If it seems like you have a bottleneck for outbound delivery (and verified that concurrency and rate isn’t saturated), it could be that you need to increase the thread priority or add more threads working to find messages to deliver from the active queue. In that case, try to increase the pickup threads from 1 to 2 and see if the performance improves.

3.3.1.4. resolver.threads.event

If it seems like you have a bottleneck for DNS resolving, that could be shown as high CPU usage of the resolver thread (dns/X) or resolver.running (counter) not being saturated. In that case, try to increase the resolver threads from 1 to 2 to 4 and see if the performance improves.

3.3.2. Startup configuration

Changing those configuration parameters all have pros and cons, depending on whether you need that specific feature or not.

3.3.2.1. environment.syslog.mask

If you’re using syslog for logging this might use a lot of CPU resources. If this causes a bottleneck it might be a good idea to mask some of the log levels, especially if you’re using an external logging integration. Please see the environment.syslog.mask documentation for more information.

3.3.2.2. spool.fsync

The fsync setting will ensure that all data accepted by the MTA (on End-of-data) will be saved to disk before replying with the 250 OK to the sender. This is to ensure that all accepted mail is transaction safe. However, depending on the types of email you’re sending and the risk you’re willing to take. This option can be disabled either for all messages and/or enabled only for certain traffic. Disabling this option will greatly reduce the number of IOPS that you need to perform hence in many cases improve the performance vastly.

3.3.2.3. environment.uuid.version

On various platforms the default version 1 is faster than version 4 while using the uuidd daemon. If you’re unsure you may easily benchmark the uuid performance using hsh.

3.3.3. Running configuration

Changing those configuration parameters all have pros and cons, depending on whether you need that specific feature or not.

3.3.3.1. servers[].logging

You may choose to disable protocol logging or hook logging if you don’t need them for additional diagnostics.

3.3.3.2. servers[].phases.connect.remoteptr

If you don’t use the remoteptr (FCrDNS), either for anti-spam or manual policies it might be a good idea to disable this feature.

3.3.3.3. servers[].phases.data.multipart

If you don’t work with MIME multipart messages (except inspecting the top-level MIME - rfc822).
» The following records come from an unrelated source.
PR #105, opened 2026-03-04
Calendar+ticket

EmilJiang:
Add to Calendar
Screenshot 2026-03-04 at 5 41 59 PM

Ticketing

Screenshot 2026-03-04 at 5 43 38 PM

## Summary by CodeRabbit

* **New Features**
  * Added "Buy Tickets" button to game details screen that directs users to purchase tickets
  * Added "Add to Calendar" button to enable users to add games directly to their device calendar
  * Added ticket icon to the user interface

### DIFF
--- a/app/src/main/java/com/cornellappdev/score/model/Game.kt
+++ b/app/src/main/java/com/cornellappdev/score/model/Game.kt
@@ -67,7 +67,8 @@ data class GameDetailsGame(
     val time: String?,
     val scoreBreakdown: List<List<String?>?>?,
     val team: GameDetailsTeam?,
-    val boxScore: List<GameDetailsBoxScore>?
+    val boxScore: List<GameDetailsBoxScore>?,
+    val ticketUrl: String?
 )
 
 
@@ -126,7 +127,8 @@ data class DetailsCardData(
     val daysUntilGame: Int?,
     val hoursUntilGame: Int?,
     val homeScore: Int,
-    val oppScore: Int
+    val oppScore: Int,
+    val ticketUrl: String?
 )
 
 // Scoring information by round of a game, used in the box score
@@ -146,7 +148,7 @@ data class TeamScore(
 // Aggregated game data showing scores for both teams
 data class GameData(
     val teamScores: Pair<TeamScore, TeamScore>
-){
+) {
     val maxPeriods: Int
         get() =
             maxOf(
@@ -298,7 +300,8 @@ fun GameDetailsGame.toGameCardData(): DetailsCardData {
         homeScore = convertScores(scoreBreakdown?.getOrNull(0), sport).second
             ?: parsedScores?.first ?: 0,
         oppScore = convertScores(scoreBreakdown?.getOrNull(1), sport).second
-            ?: parsedScores?.second ?: 0
+            ?: parsedScores?.second ?: 0,
+        ticketUrl = ticketUrl ?: ""
     )
 }
 
--- a/app/src/main/java/com/cornellappdev/score/screen/GameDetailsScreen.kt
+++ b/app/src/main/java/com/cornellappdev/score/screen/GameDetailsScreen.kt
@@ -5,6 +5,7 @@ import android.content.Context
 import android.content.Intent
 import android.net.Uri
 import android.provider.CalendarContract
+import android.util.Log
 import androidx.compose.foundation.Image
 import androidx.compose.foundation.background
 import androidx.compose.foundation.horizontalScroll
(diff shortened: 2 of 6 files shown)


app/src/main/java/com/cornellappdev/score/screen/GameDetailsScreen.kt
```diff
@@ -220,16 +230,26 @@ fun GameDetailsContent(
                     }
 
                     Spacer(modifier = Modifier.weight(1f))
```
amjiao: the spacing is slightly off here 

Image

design
Image

app/src/main/java/com/cornellappdev/score/screen/GameDetailsScreen.kt
```diff
@@ -382,7 +403,37 @@ private fun EmptyGameDetailsPreview() {
...
-            oppScore = 0
-        ), navigateToGameScoreSummary = {}
+            oppScore = 0,
+            ticketUrl = ""
+        ),
+        navigateToGameScoreSummary = {},
     )
+}
+
+// helper
```
amjiao: could u move this function to the view model? just to keep logic out of the UI

amjiao (commented):
just two quick things to address, otherwise looks good!

app/src/main/java/com/cornellappdev/score/screen/GameDetailsScreen.kt
EmilJiang: Screenshot 2026-04-22 at 6 05 37 PM
I couldnt find the correct measurement, but this looks kind of similar to me

app/src/main/java/com/cornellappdev/score/model/Game.kt
```diff
@@ -67,7 +67,8 @@ data class GameDetailsGame(
     val time: String?,
     val scoreBreakdown: List<List<String?>?>?,
     val team: GameDetailsTeam?,
-    val boxScore: List<GameDetailsBoxScore>?
+    val boxScore: List<GameDetailsBoxScore>?,
```
caleb-bit: Nit: It's a bit confusing that this is called `boxScore` but it's a list of box scores.

app/src/main/java/com/cornellappdev/score/model/Game.kt
```diff
@@ -67,7 +67,8 @@ data class GameDetailsGame(
...
+    val ticketUrl: String?
```
caleb-bit: Should we use the `URI` type for this internally? I think the conversion logic should happen at the root so `Game` objects don't carry around possibly bad URLs.

app/src/main/java/com/cornellappdev/score/model/Game.kt
```diff
@@ -126,7 +127,8 @@ data class DetailsCardData(
     val daysUntilGame: Int?,
     val hoursUntilGame: Int?,
     val homeScore: Int,
-    val oppScore: Int
+    val oppScore: Int,
+    val ticketUrl: String?
```
caleb-bit: same thing here

app/src/main/java/com/cornellappdev/score/screen/GameDetailsScreen.kt
```diff
@@ -211,25 +222,31 @@ fun GameDetailsContent(
...
-//                        }
-//                    )
+                    Spacer(modifier = Modifier.height(100.dp))
+                    Row() {
+                        ButtonPrimary(
+                            "Buy Tickets",
+                            painterResource(R.drawable.ticket),
+                            onClick = {
+                                gameCard.ticketUrl?.let { url ->
+                                    val intent = Intent(Intent.ACTION_VIEW, Uri.parse(url))
```
caleb-bit: This is URL parsing logic being done on the view side, and this can throw. As with previous comments, moving to model side is probably better.

app/src/main/java/com/cornellappdev/score/viewmodel/GameDetailsViewModel.kt
```diff
@@ -43,4 +51,31 @@ class GameDetailsViewModel @Inject constructor(
         applyMutation { copy(loadedState = ApiResponse.Loading) }
         scoreRepository.getGameById(gameId)
     }
+
+    fun addGameToCalendar(context: Context, gameCard: DetailsCardData) {
+        val date = gameCard.date ?: return
```
caleb-bit: We probably don't need to pass the whole `gameCard` for this since it looks like we're only using `date` and `time`. I think we should make these parameters so the function is dumber.

app/src/main/java/com/cornellappdev/score/viewmodel/GameDetailsViewModel.kt
```diff
@@ -43,4 +51,31 @@ class GameDetailsViewModel @Inject constructor(
...
+            val localTime = LocalTime.parse(time.trim().uppercase().replace(".", ""), formatter)
+            date.atTime(localTime)
+        } catch (e: Exception) {
+            Log.e("Calendar", "Failed to parse time: '$time'", e)
+            date.atStartOfDay()
+        }
+
+        val zoneId = ZoneId.systemDefault()
+        val startMillis = startDateTime.atZone(zoneId).toInstant().toEpochMilli()
+        val endMillis = startDateTime.plusHours(2).atZone(zoneId).toInstant().toEpochMilli()
```
caleb-bit: Is the 2 hours here a temporary default? What if games are longer than 2 hours for instance? Feels like there's some BE data behind this.

caleb-bit (changes requested):
Mostly looks good but left some comments.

It’s recommended to disable this option as it will allow faster message reception. All MIME operations (MailMesssage.findByName etc) on the message will behave like the message didn’t contain any MIME parts.

3.3.3.4. servers[].phases.data.fixheaders

This option will inspect the message and try to fix broken headers. If a broken header is found a CRLF will be inserted hence making the broken header and the headers that follow (if any) part of the message body. This behaviour is for compliance with most of the other MTAs.

3.3.4. Resolver subsystem

It my be useful to tune the various resolver settings (enable the query cache and domain cache and exclude RR types not used).

3.3.5. Queueing subsystem

3.3.5.1. pooling

If you have a lot of traffic, often to the same hosts, it can be useful to enable pooling. This will allow the MTA to reuse already established and idle connections when sending messages.